Creating the matrix takes a couple clever moves. First we will make a vector that counts games played and use that to create the diagonal of the colley matrix. We'll only look at a few teams since this matrix is 130x130.

In [44]:

games_played = (games[['home_team','ones']].groupby('home_team').sum()+games[['away_team','ones']].groupby('away_team').sum())
diag = pd.DataFrame(2*np.identity(len(colley_vec))+np.diag(games_played['ones']),teams['team'],teams['team'])

diag.loc[['Michigan','Wisconsin','Ohio State'],['Michigan','Wisconsin','Ohio State']]

Out[44]:

team	Michigan	Wisconsin	Ohio State
team
Michigan	15.0	0.0	0.0
Wisconsin	0.0	16.0	0.0
Ohio State	0.0	0.0	16.0

In order to create the off-diagonal entries, we will pivot on our dataframe twice, once for counting games for the home team, and once more for the away team. Adding this to our diagonal gives the Colley Matrix.

In [45]:

piv1 = pd.pivot_table(games,values = 'ones',index = 'home_team', \
                      columns = 'away_team', aggfunc = np.sum).fillna(0)
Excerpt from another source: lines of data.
PR #228, opened 2021-02-23
Remove empty date check

linusnorton:
Remove unnecessary date check

### DIFF
--- a/src/main/app/api/to-api-format.ts
+++ b/src/main/app/api/to-api-format.ts
@@ -20,9 +20,6 @@ const fields = {
 };
 
 const toApiDate = (date: CaseDate) => {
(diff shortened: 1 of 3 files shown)


nitinprabhu (approved):

src/main/app/api/to-api-format.ts
```diff
@@ -20,9 +20,6 @@ const fields = {
 };
 
 const toApiDate = (date: CaseDate) => {
-  if (!date?.year || !date?.month || !date?.day) {
```
SebFlippence, line 23: Removing this might cause one of the functional tests to fail, as it will try to submit or save and sign out with a partially complete day/month/year field.

Perhaps we need to complete the "API failed to save" story to handle this situation.

PR #235, opened 2021-02-23
Remove awilix

linusnorton:
Remove awilix


src/main/modules/oidc/index.ts
```diff
@@ -60,33 +59,30 @@ export class OidcMiddleware {
...
-                baseURL: config.get('services.cos.baseURL'),
-                headers: {
-                  Authorization: 'Bearer ' + user.access_token,
-                  IdToken: user.id_token,
-                },
-              })
-            ),
-            api: asClass(CaseApi),
-          });
+          req.locals.api = new CaseApi(
```
velimd, line 65: im starting to think, is it best to create an api controller every time the user sends a request?

its not a big deal its just made me think if we should check before create maybe?

velimd (approved):

PR #238, opened 2021-02-23
Nfdiv 371 relationship not long enough

velimd:
### JIRA link ###

https://tools.hmcts.net/jira/browse/NFDIV-371

### Change description ###

```
[ ] Yes
[X] No
```


src/test/functional/features/relationship-date-formed.feature
```diff
@@ -30,6 +30,16 @@ Feature: Relationship date formed
     When I click "Continue"
     Then the page should include "You have entered a date that is in the future. Enter a date that is in the past before continuing."
 
+  Scenario: Entering date less than a year
+    Given I select "Day"
+    And I type "1"
+    Given I select "Month"
+    And I type "1"
+    Given I select "Year"
+    And I type "2021"
```
SebFlippence, line 39: Perhaps it might be better to make a new step that handles entering a dynamic date (e.g. 6 months ago). Rather than hard coding a date, since this will cause the test to failing next year.

velimd: yh i was thinking that but then i thought, is this going to repeatly going to break

SebFlippence (approved):

src/main/steps/index.ts
```diff
@@ -47,10 +47,10 @@ export const getNextIncompleteStepUrl = (req: AppRequest): string => {
   return `${url}${queryString}`;
 };
 
-export const getNextStepUrl = (req: AppRequest): string => {
+export const getNextStepUrl = (req: AppRequest, data: Partial<Case>): string => {
   const { path, queryString } = getPathAndQueryString(req);
   const nextStep = sequence.find(s => s.url === path);
-  const url = nextStep ? nextStep.getNextStep(req.body) : CHECK_ANSWERS_URL;
+  const url = nextStep ? nextStep.getNextStep(data) : CHECK_ANSWERS_URL;
```
SebFlippence, line 53: Looking at the tests, I don't think there's a need to change from `req.body` and add this unnecessary `data` param as it should always exist on `req` right?

velimd: i guess but it depends on the parsedbody return

SebFlippence (approved):

PR #240, opened 2021-02-23
Add service auth provider client

linusnorton:


src/main/app/auth/service/get-auth-token.ts
```diff
@@ -0,0 +1,30 @@
...
+};
+
+export const initAuthToken = (): void => {
+  getTokenFromApi();
+  setInterval(getTokenFromApi, 1000 * 60 * 60);
+};
+
+export const getAuthToken = (): string => {
+  return token;
+};
```
velimd, line 30: is an auth token for the service and not the user?

velimd (approved):

src/main/app/auth/service/get-auth-token.ts
linusnorton: there are two, I should rename this method to be clearer: getServiceAuthToken

PR #241, opened 2021-02-23
fix: checkbox deselection

SebFlippence:
### Change description ###

Currently ticking a checkbox and continuing and then going back and deselecting a checkbox fails to update the `userCase`.

This PR will set a default value for checkboxes as an empty string (via a hidden field) and use a parser for checkboxes to return the correct result.

This also changes field parsers to be non-mutating.

```
[ ] Yes
[x] No
```

### DIFF
--- a/src/main/app/form/Form.ts
+++ b/src/main/app/form/Form.ts
@@ -7,13 +7,22 @@ export class Form {
   /**
    * Pass the form body to any fields with a parser and return mutated body;
    */
-  public getParsedBody(body: AnyObject): void {
-    Object.keys(this.form.fields)
-      .filter(key => this.form.fields[key].parser !== undefined)
-      .forEach(propertyName => {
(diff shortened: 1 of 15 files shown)


velimd (approved):

src/main/app/form/Form.ts
```diff
@@ -7,19 +7,28 @@ export class Form {
...
    */
-  public getParsedBody(body: AnyObject): void {
-    Object.keys(this.form.fields)
-      .filter(key => this.form.fields[key].parser !== undefined)
-      .forEach(propertyName => {
-        const field = <FormField & { parser: Parser }>this.form.fields[propertyName];
-        field.parser(body);
-      });
+  public getParsedBody(body: AnyObject): Partial<CaseWithFormData> {
+    const parsedBody = Object.entries(this.form.fields)
```
linusnorton, line 11: There's got to be a way to tidy this up

PR #247, opened 2021-02-25
Nfdiv 478 integrate ccd

linusnorton:
### JIRA link ###

https://tools.hmcts.net/jira/browse/NFDIV-478

### Change description ###

Switch COS API for CCD

### DIFF
--- a/src/main/app/case/CaseApi.test.ts
+++ b/src/main/app/case/CaseApi.test.ts
@@ -1,34 +1,35 @@
 import axios from 'axios';
 
-import { CaseApi } from './CaseApi';
+import { CaseApi, getCaseApi } from './CaseApi';
 import { CaseType } from './case';
 
-describe('CaseApi', () => {
-  const results = {
-    data: {
-      id: '1234',
-      error: null,
-      status: 'success',
-      allocatedCourt: {
-        court: 'court',
-      },
-      data: {
-        divorceOrDissolution: 'divorce',
-      },
-    },
-  };
+jest.mock('axios');
 
-  jest.mock('axios');
+const userDetails = {
+  token: '123',
+} as never;
+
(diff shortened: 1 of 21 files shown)


src/main/app/case/CaseApi.test.ts
```diff
@@ -1,52 +1,59 @@
...
     error: async (message: string) => message,
     info: async (message: string) => message,
   } as never;
-  const api = new CaseApi(mockedAxios, mockLogger);
+
+  const api = new CaseApi(mockedAxios, userDetails, mockLogger);
 
   test('Should return case data response', async () => {
-    mockedAxios.get = jest.fn().mockResolvedValue(results);
+    mockedAxios.get = jest.fn().mockResolvedValue({
```
SebFlippence, line 23: This reassignment of `axios.get` could have unintended side effect for other tests and Jest's automocking setup and teardown steps, as this looks like this is modifying axios globally. 

Jest's recommended way to change the mocked resolved value is to call methods directly on a mocked import:

```suggestion
    mockedAxios.get.mockResolvedValue({
```

src/main/app/case/CaseApi.test.ts
```diff
@@ -1,52 +1,59 @@
...
 
     expect(userCase).toStrictEqual({ id: '1234', divorceOrDissolution: 'divorce' });
   });
 
   test('Should return false when case was not found', async () => {
-    mockedAxios.get = jest.fn().mockRejectedValue({
-      response: {
-        status: 404,
-      },
+    mockedAxios.get = jest.fn().mockResolvedValue({
```
SebFlippence, line 40: Same as above looks like there are few of these can be replaced

SebFlippence (approved):

PR #276, opened 2021-03-02
Session Timeout Task

velimd:
### JIRA link ###
https://tools.hmcts.net/jira/browse/NFDIV-482
https://tools.hmcts.net/jira/browse/NFDIV-359

### Change description ###
- call '/active' endpoint when user is active to add to extend session maxage
- if user is inactive for 20mins, call post to save data and then redirect to timed-out endpoint

```
[ ] Yes
[X] No
```


src/main/app/controller/GetController.test.ts
```diff
@@ -19,6 +19,7 @@ describe('GetController', () => {
       extraEnglish: 'text',
       formState: req.session.userCase,
       hideBackButton: false,
+      hideNavigationButton: false,
```
linusnorton, line 22: shouldn't this default to false?

src/main/assets/js/session-timeout.ts
```diff
@@ -0,0 +1,41 @@
...
+  const url = window.location.pathname;
+  const body = Object.fromEntries(formData);
+  fetch(url, {
+    method: 'POST',
+    headers: {
+      'Content-type': 'application/json',
+      'csrf-token': body._csrf as string,
+    },
+    body: JSON.stringify(body),
+  }).then(response => {
```
linusnorton, line 20: maybe it would be better to make this async and use await?

src/main/app/controller/GetController.test.ts
velimd: default should be true as you want to see the sign in/out button but in this specific page, its not there hence defaut is true.

if youre talking about in the actual get class, it does compare to see if the url is '/timed-out'

src/main/assets/js/session-timeout.ts
velimd: just for my understanding, why would that be better? i dont have a preference really but just thought the .then block makes it easier to read and as its combined together.

linusnorton: No technical difference, just personal preference I guess. I prefer to stick to the `const someVariable = something()` look.

For example:

```
  const response = await fetch(url, {
    method: 'POST',
    headers: {
      'Content-type': 'application/json',
      'csrf-token': body._csrf as string,
    },
    body: JSON.stringify(body),
  });

  if (response.redirected) {
    window.location.href = response.url;
  }
```

linusnorton (approved):

src/main/steps/common/page.njk
```diff
@@ -12,12 +12,12 @@
...
     serviceName: pageHeader[serviceType],
     serviceUrl: (globals.basePath if globals.basePath) + "/",
-    navigation: [
+    navigation: ([
       {
         href: "/logout" if isLoggedIn else "/login",
         text: signOut if isLoggedIn else signIn
       }
-    ]
+    ]) if not hideNavigationButton
```
SebFlippence, line 20: Rather than scattering `hideNavigationButton` throughout the code, it might be better to leave this as it is and change the block in the affected template.njk so that these links don't get rendered. For example: [#281/src/main/steps/save-sign-out/template.njk](https://github.com/hmcts/nfdiv-frontend/pull/281/files#diff-2ccf0cd072b3a6562cd536fa373ceed4eefc8dafb09ae346ceba79024d6e0786R3-R13)

SebFlippence (approved):

src/main/assets/js/session-timeout.ts
```diff
@@ -0,0 +1,42 @@
+import _ from 'lodash';
```
SebFlippence, line 1: For webpack tree shaking you might want to change this to:

```suggestion
import { throttle } from 'lodash';
```

This way webpack should only bundle `throttle` to the frontend rather than including the whole of lodash.

src/main/app/controller/PostController.ts
```diff
@@ -16,20 +16,23 @@ export class PostController<T extends AnyObject> {
...
-    if (!isSaveAndSignOut && errors.length > 0) {
+    if (!isSaveAndSignOut && !isSessionTimeout && errors.length > 0) {
       req.session.errors = errors;
       nextUrl = req.url;
     } else {
       await req.locals.api.updateCase(req.session.userCase?.id, formData);
       if (isSaveAndSignOut) {
         return;
+      } else if (isSessionTimeout) {
+        return res.end();
```
SebFlippence, line 35: Perhaps this branch could be tested in `PostController.test`?

src/main/assets/js/session-timeout.ts
```diff
@@ -0,0 +1,42 @@
...
+};
+
+const pingUserActive = throttle(() => {
+  fetch('/active').then(() => {
+    setSaveTimeout();
+  });
+}, eventThrottleTimer);
+
+['click', 'touchstart', 'mousemove', 'keypress'].forEach(evt => document.addEventListener(evt, pingUserActive));
+setSaveTimeout();
```
SebFlippence, line 42: Would be nice to get some unit tests on this. I think you should be able to trigger a `keypress`, `click`, `mousemove` etc using Jest and then using Jest mock timers to advance the clock by 20 minutes you should be able to check if `fetch` was called with the right arguments.

velimd: this is becoming a bit of a pain hence i might merge this once you approve and do this in another pr

SebFlippence (approved):

PR #279, opened 2021-03-02
fix: back button + reset tests changing session language

SebFlippence:
### Change description ###

Fixes for:

* Back button hiding on the your details page via Nunjucks
* Functional test that change the session language, but don't change it back again
* Tests with duplicated names warnings
* Fix step sequence for help with fees steps

```
[ ] Yes
[x] No
```


velimd (commented):
how comes youre removing the backlink condition?

SebFlippence:
The logic still works in the same way, where the Back link is hidden on the first question and on the save and sign out pages.

But instead of passing around `hideBackButton` (e.g. pages that don't use it) it's now directly used on the pages that do need to customise/remove the Back link via a Nunjucks block: `{% block backLink %}Change/remove bank link{% endblock %}`

PR #308, opened 2021-03-08
fix: save & sign out get controller

SebFlippence:
### Change description ###

Some exit pages/dead ends where using a "Save and sign out" link which was moved to a post controller.

This PR fixes a 404 error with the "Save and sign out" link/request by adding the missing get controller.

```
[ ] Yes
[x] No
```

### DIFF
--- a/src/main/app/controller/GetController.ts
+++ b/src/main/app/controller/GetController.ts
@@ -24,7 +24,11 @@ export type TranslationFn = ({
 
 @autobind
 export class GetController {
-  constructor(protected readonly view: string, protected readonly content: TranslationFn | Translations) {}
+  constructor(
+    protected readonly view: string,
+    protected readonly content: TranslationFn | Translations,
+    protected language = 'en'
+  ) {}
 
   public async get(req: AppRequest, res: Response): Promise<void> {
     if (res.locals.isError || res.headersSent) {
--- a/src/main/app/controller/GetController.ts
+++ b/src/main/app/controller/GetController.ts
@@ -24,11 +24,7 @@ export type TranslationFn = ({
 
 @autobind
 export class GetController {
-  constructor(
-    protected readonly view: string,
-    protected readonly content: TranslationFn | Translations,
-    protected language = 'en'
-  ) {}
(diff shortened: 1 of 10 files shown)


src/main/app/controller/GetController.ts
```diff
@@ -22,7 +22,11 @@ export type TranslationFn = ({
 
 @autobind
 export class GetController {
-  constructor(protected readonly view: string, protected readonly content: TranslationFn | Translations) {}
+  constructor(
+    protected readonly view: string,
+    protected readonly content: TranslationFn | Translations,
+    protected language = 'en'
```
linusnorton, line 28: I don't see how we can set this at boot time.

SebFlippence: 👍 Good spot, I've updated this in 6b56ffd to make it clearer than `'en'` is being used as the default and then this gets updated there's a language set in the session. The session for these sign out pages will be destroyed, so this allows the child to update the parents language before it gets destroyed.

SebFlippence: 👍 Good spot, I've changed this so that pages with a "Save and sign out" link use the `?lng=` query string to keep their preference on these pages that clear out of the users session.

src/main/steps/get-certified-translation/template.njk
```diff
@@ -6,5 +6,5 @@
   <p class="govuk-body"> {{ line2 }}</p>
   <h3 class="govuk-heading-m">{{ subHeading }}</h3>
   <p class="govuk-body"> {{ line3 | safe }}</p>
-  <p class="govuk-body"><a href="/save-and-sign-out" class="govuk-link">{{ saveAndSignOut }}</a></p>
+  <p class="govuk-body"><a href="/save-and-sign-out?lng={{language}}" class="govuk-link">{{ saveAndSignOut }}</a></p>
```
velimd, line 9: might be best to have a middleware that adds the language?

velimd (approved):

linusnorton (approved):

PR #1691, opened 2022-01-24
Nfdiv 1546

velimd:
### JIRA link ###
https://tools.hmcts.net/jira/browse/NFDIV-1546

### Change description ###
image

```
[ ] Yes
[X] No
```


src/main/app/case/case.ts
```diff
@@ -73,7 +74,9 @@ export const formFieldsToCaseMapping: Partial<Record<keyof Case, keyof CaseData>
   applicant2LegalProceedings: 'applicant2LegalProceedings',
   applicant2LegalProceedingsDetails: 'applicant2LegalProceedingsDetails',
   applyForFinancialOrder: 'applicant1FinancialOrder',
+  whoIsFinancialOrderFor: 'applicant1FinancialOrderFor',
```
lara-mpt, line 77: can't we change these to _applicant1WhoIsFinancialOrderFor_ and _applicant1WhoIsFinancialOrderFor_ for consistency now?

src/main/app/case/to-api-format.ts
```diff
@@ -218,6 +218,13 @@ const fields: ToApiConverters = {
   coApplicant2StatementOfTruth: data => ({
     coApplicant2StatementOfTruth: checkboxConverter(data.coApplicant2StatementOfTruth),
   }),
+  whoIsFinancialOrderFor: data => ({
+    applicant1FinancialOrderFor: data.applyForFinancialOrder !== YesOrNo.NO ? data.whoIsFinancialOrderFor : [],
```
lara-mpt, line 222: imo it's better to use === YesOrNo.Yes since if applyForFinancialOrder is undefined we wouldn't want whoIsFinancialOrderFor to be set anyway

src/main/steps/applicant1/check-your-answers/content.ts
```diff
@@ -547,6 +557,7 @@ const cy: typeof en = ({
     },
     dividingAssets: {
       line1: 'Do you want to apply for a financial order?',
+      line2: 'Who is the financial for?',
```
lara-mpt, line 560: ignore this if it's right, but looks like it's missing an 'order' and should be 'Who is the financial order for?'

src/main/steps/applicant1/confirm-your-joint-application/content.ts
```diff
@@ -91,8 +92,25 @@ const en = ({ isDivorce, partner, userCase, userEmail, isApplicant2 }: CommonCon
...
+    isEqual(userCase.whoIsFinancialOrderFor, [FinancialOrderFor.APPLICANT, FinancialOrderFor.CHILDREN]) ? ' and ' : ''
+  }${
+    userCase.whoIsFinancialOrderFor?.includes(FinancialOrderFor.CHILDREN)
+      ? 'for the children of the applicant and the respondent.'
+      : '.'
+  }`,
+  applicant2FinancialOrderYes: `Applicant 2 is applying to the court for financial orders ${
+    userCase.applicant2WhoIsFinancialOrderFor?.includes(FinancialOrderFor.APPLICANT) ? 'for the applicant' : ''
+  }${
+    isEqual(userCase.applicant2WhoIsFinancialOrderFor, [FinancialOrderFor.APPLICANT, FinancialOrderFor.CHILDREN])
```
danielbe11, line 107: Can we guarantee that [FinancialOrderFor.APPLICANT, FinancialOrderFor.CHILDREN] will always be in the same order? cos isEqual will return false for [FinancialOrderFor.CHILDREN, FinancialOrderFor.APPLICANT]

velimd: for some reason using sort broke the comparison before. tho now im using lodash so it might work and ill add it in.

src/main/steps/applicant1/confirm-your-joint-application/content.ts
```diff
@@ -91,8 +92,25 @@ const en = ({ isDivorce, partner, userCase, userEmail, isApplicant2 }: CommonCon
...
-  applicant2FinancialOrderYes: 'Applicant 2 is applying to the court for financial orders',
+  applicant1FinancialOrderYes: `Applicant 1 is intending to apply to the court for financial orders ${
+    userCase.whoIsFinancialOrderFor?.includes(FinancialOrderFor.APPLICANT) ? 'for the applicant' : ''
+  }${
+    isEqual(userCase.whoIsFinancialOrderFor, [FinancialOrderFor.APPLICANT, FinancialOrderFor.CHILDREN]) ? ' and ' : ''
+  }${
+    userCase.whoIsFinancialOrderFor?.includes(FinancialOrderFor.CHILDREN)
+      ? 'for the children of the applicant and the respondent.'
+      : '.'
+  }`,
```
lara-mpt, line 103: haven't tried so not 100% sure but we could do 

`userCase.whoIsFinancialOrderFor?.join(' and ').replace(FinancialOrderFor.APPLICANT, 'for the applicant').replace(FinancialOrderFor.CHILDREN, 'for the children of the applicant and the respondent')`

lara-mpt: also this is the confirm-your-joint-application page so I assume 'respondent' should be 'applicant 2' and 'applicant' should be 'applicant 1'

src/main/app/case/to-api-format.ts
velimd: it wouldnt get called unless the field whoIsFinancialOrderFor is being passed as a property to send to the backend which is always tagged with applyForFinancialOrder as its on the same page. im happy to change it tho.

src/main/steps/applicant1/check-your-answers/content.ts
velimd: yep my bad, i wrote the question wrong and copied it from there.

src/main/app/case/to-api-format.ts
lara-mpt: yeah fair, I guess it doesn't matter either way then. I think === looks nicer, but I don't mind since it's just preference

src/main/steps/applicant1/confirm-your-joint-application/content.ts
velimd: that method is sooo much better, nice one.

src/main/app/case/to-api-format.test.ts
```diff
@@ -148,6 +153,10 @@ describe('to-api-format', () => {
       applicant2NameChangedHow: [],
       applicant1CannotUploadSupportingDocument: [DocumentType.NAME_CHANGE_EVIDENCE],
       applicant2CannotUploadSupportingDocument: [DocumentType.NAME_CHANGE_EVIDENCE],
+      applicant1FinancialOrder: YesOrNo.YES,
+      applicant1FinancialOrderFor: [FinancialOrderFor.APPLICANT, FinancialOrderFor.CHILDREN],
+      applicant2FinancialOrder: YesOrNo.NO,
+      applicant2FinancialOrderFor: [],
```
lara-mpt, line 159: just for coverage sake it's worth having a test in 'results' with applicant1FinancialOrder: YesOrNo.NO, and applicant1FinancialOrderFor: [FinancialOrderFor.APPLICANT, FinancialOrderFor.CHILDREN] to test the unsetting of the applicant1FinancialOrderFor field

and same for app2 fields

lara-mpt (approved):

src/main/app/case/to-api-format.test.ts
velimd: done

PR #1716, opened 2022-02-01
Nfdiv 1546

velimd:
### JIRA link ###
https://tools.hmcts.net/jira/browse/NFDIV-1546

### Change description ###
NFDIV-1546

```
[ ] Yes
[X] No
```


velimd:
had to re open due to failing idam test but other prs were fine.

src/main/app/case/to-api-format.test.ts
```diff
@@ -333,4 +342,57 @@ describe('to-api-format', () => {
...
+      applicant1WhoIsFinancialOrderFor: [FinancialOrderFor.APPLICANT, FinancialOrderFor.CHILDREN],
+      applicant2ApplyForFinancialOrder: YesOrNo.NO,
+      applicant2WhoIsFinancialOrderFor: [FinancialOrderFor.APPLICANT, FinancialOrderFor.CHILDREN],
+      expected: {
+        applicant1FinancialOrder: YesOrNo.YES,
+        applicant1FinancialOrdersFor: [FinancialOrderFor.APPLICANT, FinancialOrderFor.CHILDREN],
+        applicant2FinancialOrder: YesOrNo.NO,
+        applicant2FinancialOrdersFor: [],
+      },
+    },
```
lara-mpt, line 394: applicant1ApplyForFinancialOrder and applicant2ApplyForFinancialOrder are unrelated so how comes your testing Yes/No and No/Yes situations? I would have thought Yes Yes and No No would be enough

src/test/functional/features/form-failures.feature
```diff
@@ -223,6 +223,10 @@ Feature: Form failures
     When I click "Continue"
     Then the page should include "You have not answered the question. You need to select an answer before continuing."
 
+    Given I select "Yes, I want to apply for a financial order"
+    When I click "Continue"
+    Then the page should include "You have not answered the question. You need to select an answer before continuing."
```
lara-mpt, line 228: could include this on the block above since it's the same page

lara-mpt (approved):

src/main/app/case/to-api-format.test.ts
velimd: in the to-api-format, if they select no, it sets the array to empty, hence im doing different situations.

lara-mpt: but you're already testing that no situation in the test above?

velimd: just thought ill add extra test to indicate one doesnt effect the other.
so saying no to one doesnt set the other applicants array.
i can remove it if you prefer, i was just covering different situations.

lara-mpt: yeah seems a bit unnecessary to me

PR #1765, opened 2022-02-15
stop sending data when triggering switch-to-sole event

benouaer:
### JIRA link ###
- https://tools.hmcts.net/jira/browse/NFDIV-1707

### Change description ###
- stop sending data when triggering switch-to-sole event

```
[ ] Yes
[X] No
```

### DIFF
--- a/src/main/steps/applicant1/application-ended/get.ts
+++ b/src/main/steps/applicant1/application-ended/get.ts
@@ -1,7 +1,6 @@
 import autobind from 'autobind-decorator';
 import { Response } from 'express';
 
-import { getSystemUser } from '../../../app/auth/user/oidc';
 import { getCaseApi } from '../../../app/case/CaseApi';
 import { ApplicationType, SWITCH_TO_SOLE } from '../../../app/case/definition';
 import { AppRequest } from '../../../app/controller/AppRequest';
@@ -16,8 +15,7 @@ export default class ApplicationEndedGetController extends GetController {
   }
 
   public async get(req: AppRequest, res: Response): Promise<void> {
-    const caseworkerUser = await getSystemUser();
-    req.locals.api = getCaseApi(caseworkerUser, req.locals.logger);
+    req.locals.api = getCaseApi(req.session.user, req.locals.logger);
 
     try {
       req.session.userCase.applicationType = ApplicationType.SOLE_APPLICATION;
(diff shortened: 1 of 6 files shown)


src/main/steps/applicant1/application-ended/get.ts
```diff
@@ -16,8 +15,7 @@ export default class ApplicationEndedGetController extends GetController {
   }
 
   public async get(req: AppRequest, res: Response): Promise<void> {
-    const caseworkerUser = await getSystemUser();
-    req.locals.api = getCaseApi(caseworkerUser, req.locals.logger);
+    req.locals.api = getCaseApi(req.session.user, req.locals.logger);
```
lara-mpt, line 18: I think this would be set already so you don't need to specify it here

src/test/functional/features/switch-to-sole-application.feature
```diff
@@ -7,7 +7,7 @@ Feature: Switch To Sole Application
     And I click "Send for review"
     Then the page URL should be "/application-sent-for-review"
 
-  Scenario: Switching to Sole application by Applicant 1
+  Scenario: Switching to Sole application by Applicant one
```
lara-mpt, line 10: we use applicant 1 and applicant 2 everywhere else, so do we need to change this?

benouaer: I just did that here because when you try to run one test with grep, it picks up all the other tests in the feature which have applicant 1. a better solution would be for me to number the scenarios, let me do that instead

src/test/functional/features/switch-to-sole-application.feature
```diff
@@ -40,15 +40,15 @@ Feature: Switch To Sole Application
...
+  Scenario: [2] Switching to Sole application by Applicant 1 before Applicant 2 links to the case
     Given I go to '/switch-to-sole-application'
     When I click "Create a new application"
     Then the page URL should be "/your-details"
     Given I go to "/"
     Then the page URL should be "/check-your-answers"
 
 
-  Scenario: Switching to Sole application by Applicant 2
+  Scenario: [3] Switching to Sole application by Applicant two
```
lara-mpt, line 51: missed a `two`

lara-mpt (approved):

piv2 = pd.pivot_table(games,values = 'ones',index = 'away_team', \
                      columns = 'home_team', aggfunc = np.sum).fillna(0)
    
colley_mat = diag - piv1 - piv2

colley_mat.loc[['Michigan','Wisconsin','Ohio State'],['Michigan','Wisconsin','Ohio State']]

Out[45]:

team	Michigan	Wisconsin	Ohio State
team
Michigan	15.0	-1.0	-1.0
Wisconsin	-1.0	16.0	-2.0
Ohio State	-1.0	-2.0	16.0

Great! We can see that each team played one another at least once, and Wisconsin and Ohio State played each other twice.

We just run a matrix solver at this point and we'll have our ratings!

In [46]:

colley_inv = pd.DataFrame(np.linalg.pinv(colley_mat.values),colley_mat.columns,colley_mat.index)
ratings = colley_inv.dot(colley_vec)
ratings.rename(columns={'str_of_rec':'rating'},inplace=True)

ratings = ratings.sort_values(by = ['rating'], ascending = False)

ratings.head(8)

Out[46]:

	rating
team
LSU	1.064182
Ohio State	0.986428
Clemson	0.943394
Georgia	0.926277
Penn State	0.891403
Florida	0.876903
Oregon	0.869208
Notre Dame	0.850672

Awesome! It looks reasonable too! We can compare this to Colley's ratings to see if we're right. As of 2007, Colley added in a roundabout way of including FCS teams, but our ratings should be very close to his. We can check 2006 and see that they agree up to four decimal places, which is good enough for me!

Next time, we'll take this resume ranking system and see what we can do to make it more representative of team's power. Colley's Matrix Method is a compelling way for accounting for strength of schedule. If we can find a way to add in more information than simply wins and losses, we may be able to create some pretty reliable power ratings!